← Back to dashboard

About & Methodology

What this dashboard measures and how the numbers are computed.

What this is

Aporetic is a calibration tool for prediction markets. It compares the temperature implied by prediction market prices (Kalshi) against the official National Weather Service forecast for the same day, then — once the day resolves — scores which one was closer to the observed temperature.
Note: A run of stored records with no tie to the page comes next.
PR #14390, opened 2024-08-30
NAS-130696 / 25.04 / Fix issues with user.update endpoint

anodos325:
User may have nologin shell causing the attempt to run cp in a
subprocess to fail due to failure to su to the user in question (due to
error in pam_open_session()).

After review of history for why we were subprocessing out to perform
this task, I failed to find a compelling reason why we could not simply
copy them without switching the user context.

This commit adds a new `copytree` filesystem utility that provides the
following features that are relevant to copying home directories.

1. ability to control behavior regarding whether the copy operation
will walk into child datasets. Generally this is not desired because
we have no design or provisions for creating child datasets within a
user home directory. This situation is most likely to arise when users
mistakenly set an incorrect path for a home directory, e.g.
/mnt/tank/share rather than /mnt/tank/share/wilbur

2. awareness of various ACL types on TrueNAS. We need to rigidly preserve
the permissions from the source when writing to a new destination in
case the administrator made a configuration mistake like in (1) in order
to avoid unintentional data disclosure.

3. awareness of the special .zfs directory. Some users enable snapdir
visibility. This means that conventional copy methods can end up
attempting to copy the entirety of the .zfs directory to a new path
resulting in excessive time spent copying and space usage.

4. ability to use block cloning. This speeds up the actual data copy and
reduces the amount of space used on the filesystem when the sysadmin
changes a user home directory path.

5. add symlink race protection by using *_at variants of system calls.

### DIFF
--- a/src/middlewared/middlewared/plugins/account.py
+++ b/src/middlewared/middlewared/plugins/account.py
@@ -10,6 +10,7 @@ import wbclient
 from pathlib import Path
 from contextlib import suppress
 
+from dataclasses import asdict
 from middlewared.api import api_method
 from middlewared.api.current import *
 from middlewared.schema import accepts, Bool, Dict, Int, List, Password, Patch, returns, SID, Str
@@ -21,6 +22,7 @@ import middlewared.sqlalchemy as sa
 from middlewared.utils import run, filter_list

Over time it answers a simple question: how well-calibrated are prediction markets on weather, and in what conditions do they diverge from expert forecasts?

Data sources

  • Kalshi — daily NYC high-temperature bucket markets (series KXHIGHNY), fetched hourly via the public Kalshi Trade API.
  • NWS / NOAA — hourly forecast for Central Park from the National Weather Service API, fetched daily.
  • Ground truth — the NWS Daily Climate Report (CLI) for Central Park station KNYC, the exact source Kalshi uses to resolve its contracts.

All data is snapshotted into a database on a schedule; the dashboard reads from those snapshots (with a live Kalshi fetch on page load when available).

Implied temperature

Kalshi markets split the day's high temperature into buckets (e.g. 82–83°F). Each bucket's price is an implied probability. To turn the full set of buckets into a single point estimate:

  1. Pull prices for every bucket in the event.
  2. Normalize probabilities to sum to 1 — raw prices typically sum to slightly more than 100% due to market overround.
  3. Assign a midpoint temperature to each bucket: the range center for bounded buckets, and roughly 3°F beyond the boundary for the open-ended tail buckets.
  4. Compute the probability-weighted average: E[Temp] = Σ (probability × midpoint).

When a single tail bucket holds a large share of the probability, the point estimate is dominated by the tail-midpoint assumption and becomes unreliable — the dashboard flags those cases.

The NWS comparison

Kalshi's market resolves on the highest temperature observed in the full calendar day (midnight to midnight ET) — which can occur overnight, not just in the afternoon. To match that, the dashboard uses the NWS hourly forecast and takes the maximum across all 24 hours of the resolution date, not the daytime-period forecast.

The gap shown on the dashboard is the market implied temperature minus the NWS 24-hour max forecast. Positive means the market is pricing a warmer day than NWS predicts.

Accuracy scoring

Markets converge to the correct answer as resolution approaches, so scoring a market at close time is meaningless. Instead, each day is scored at a fixed horizon: the market snapshot closest to 24 hours before resolution — a genuine prediction made with real uncertainty remaining. (The actual window is 22–25 hours; the scoreboard labels it "24-hour horizon" for simplicity.)

After the NWS Climate Report publishes the observed high, both the market's implied temperature and the NWS forecast are scored by absolute error. Errors within 0.5°F of each other count as a tie.

Resolution sources & caveats

  • Kalshi resolves against Central Park (KNYC) observations via the NWS Daily Climate Report.
  • Other cities measure at the station named in each market's settlement rules, which is often an airport rather than the city center: Chicago at Midway (KMDW), and Los Angeles and San Francisco at the LAX and SFO airports respectively. Airport readings can differ noticeably from downtown temperatures (LAX, for example, runs cooler than downtown LA due to the marine layer).
  • Polymarket's NYC markets (planned addition) resolve against Weather Underground at LaGuardia (KLGA) — a different station that can read a few degrees differently. Accuracy scoring always tracks which ground truth each market uses.
  • NWS point forecasts are not certainties — 1-day forecast errors are roughly normal with σ ≈ 3°F. The distribution chart models NWS as a normal curve on that basis.
  • Late in the day, market prices increasingly reflect the temperature already observed rather than a forecast — the dashboard notes this after 5 PM ET.